Input for this task:
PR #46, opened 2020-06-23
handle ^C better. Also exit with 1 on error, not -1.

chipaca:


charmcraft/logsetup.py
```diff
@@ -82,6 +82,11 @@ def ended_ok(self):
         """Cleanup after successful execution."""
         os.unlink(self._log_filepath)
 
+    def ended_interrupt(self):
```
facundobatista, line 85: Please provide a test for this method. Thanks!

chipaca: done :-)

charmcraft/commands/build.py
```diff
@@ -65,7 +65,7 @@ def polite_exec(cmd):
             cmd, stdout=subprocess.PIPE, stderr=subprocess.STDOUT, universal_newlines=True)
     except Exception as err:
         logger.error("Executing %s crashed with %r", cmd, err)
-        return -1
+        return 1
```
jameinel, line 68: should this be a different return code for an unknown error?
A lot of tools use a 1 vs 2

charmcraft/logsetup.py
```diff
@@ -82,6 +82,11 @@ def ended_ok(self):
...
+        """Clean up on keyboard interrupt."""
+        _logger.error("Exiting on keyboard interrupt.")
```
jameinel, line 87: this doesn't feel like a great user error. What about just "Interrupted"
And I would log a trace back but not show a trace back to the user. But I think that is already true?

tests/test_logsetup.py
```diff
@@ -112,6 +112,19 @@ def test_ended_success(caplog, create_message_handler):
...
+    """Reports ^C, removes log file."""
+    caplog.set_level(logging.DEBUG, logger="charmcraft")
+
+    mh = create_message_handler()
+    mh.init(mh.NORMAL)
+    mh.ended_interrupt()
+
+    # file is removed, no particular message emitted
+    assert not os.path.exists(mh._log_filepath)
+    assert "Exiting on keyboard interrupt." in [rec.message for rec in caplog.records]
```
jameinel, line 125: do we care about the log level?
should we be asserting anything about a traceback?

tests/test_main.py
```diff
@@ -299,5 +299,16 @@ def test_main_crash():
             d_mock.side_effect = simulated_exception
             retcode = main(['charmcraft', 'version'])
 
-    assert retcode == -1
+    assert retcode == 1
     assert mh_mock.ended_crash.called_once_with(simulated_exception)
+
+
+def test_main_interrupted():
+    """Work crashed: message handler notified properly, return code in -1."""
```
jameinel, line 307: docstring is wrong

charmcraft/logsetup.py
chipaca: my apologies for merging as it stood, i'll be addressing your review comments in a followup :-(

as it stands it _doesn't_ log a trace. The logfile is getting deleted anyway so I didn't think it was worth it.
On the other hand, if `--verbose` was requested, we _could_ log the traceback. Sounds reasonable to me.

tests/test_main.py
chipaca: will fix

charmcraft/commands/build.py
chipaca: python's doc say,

About this exercise:
Return the full listing, character for character.

The completed task:
PR #46, opened 2020-06-23
handle ^C better. Also exit with 1 on error, not -1.

chipaca:


charmcraft/logsetup.py
```diff
@@ -82,6 +82,11 @@ def ended_ok(self):
         """Cleanup after successful execution."""
         os.unlink(self._log_filepath)
 
+    def ended_interrupt(self):
```
facundobatista, line 85: Please provide a test for this method. Thanks!

chipaca: done :-)

charmcraft/commands/build.py
```diff
@@ -65,7 +65,7 @@ def polite_exec(cmd):
             cmd, stdout=subprocess.PIPE, stderr=subprocess.STDOUT, universal_newlines=True)
     except Exception as err:
         logger.error("Executing %s crashed with %r", cmd, err)
-        return -1
+        return 1
```
jameinel, line 68: should this be a different return code for an unknown error?
A lot of tools use a 1 vs 2

charmcraft/logsetup.py
```diff
@@ -82,6 +82,11 @@ def ended_ok(self):
...
+        """Clean up on keyboard interrupt."""
+        _logger.error("Exiting on keyboard interrupt.")
```
jameinel, line 87: this doesn't feel like a great user error. What about just "Interrupted"
And I would log a trace back but not show a trace back to the user. But I think that is already true?

tests/test_logsetup.py
```diff
@@ -112,6 +112,19 @@ def test_ended_success(caplog, create_message_handler):
...
+    """Reports ^C, removes log file."""
+    caplog.set_level(logging.DEBUG, logger="charmcraft")
+
+    mh = create_message_handler()
+    mh.init(mh.NORMAL)
+    mh.ended_interrupt()
+
+    # file is removed, no particular message emitted
+    assert not os.path.exists(mh._log_filepath)
+    assert "Exiting on keyboard interrupt." in [rec.message for rec in caplog.records]
```
jameinel, line 125: do we care about the log level?
should we be asserting anything about a traceback?

tests/test_main.py
```diff
@@ -299,5 +299,16 @@ def test_main_crash():
             d_mock.side_effect = simulated_exception
             retcode = main(['charmcraft', 'version'])
 
-    assert retcode == -1
+    assert retcode == 1
     assert mh_mock.ended_crash.called_once_with(simulated_exception)
+
+
+def test_main_interrupted():
+    """Work crashed: message handler notified properly, return code in -1."""
```
jameinel, line 307: docstring is wrong

charmcraft/logsetup.py
chipaca: my apologies for merging as it stood, i'll be addressing your review comments in a followup :-(

as it stands it _doesn't_ log a trace. The logfile is getting deleted anyway so I didn't think it was worth it.
On the other hand, if `--verbose` was requested, we _could_ log the traceback. Sounds reasonable to me.

tests/test_main.py
chipaca: will fix

charmcraft/commands/build.py
chipaca: python's doc say,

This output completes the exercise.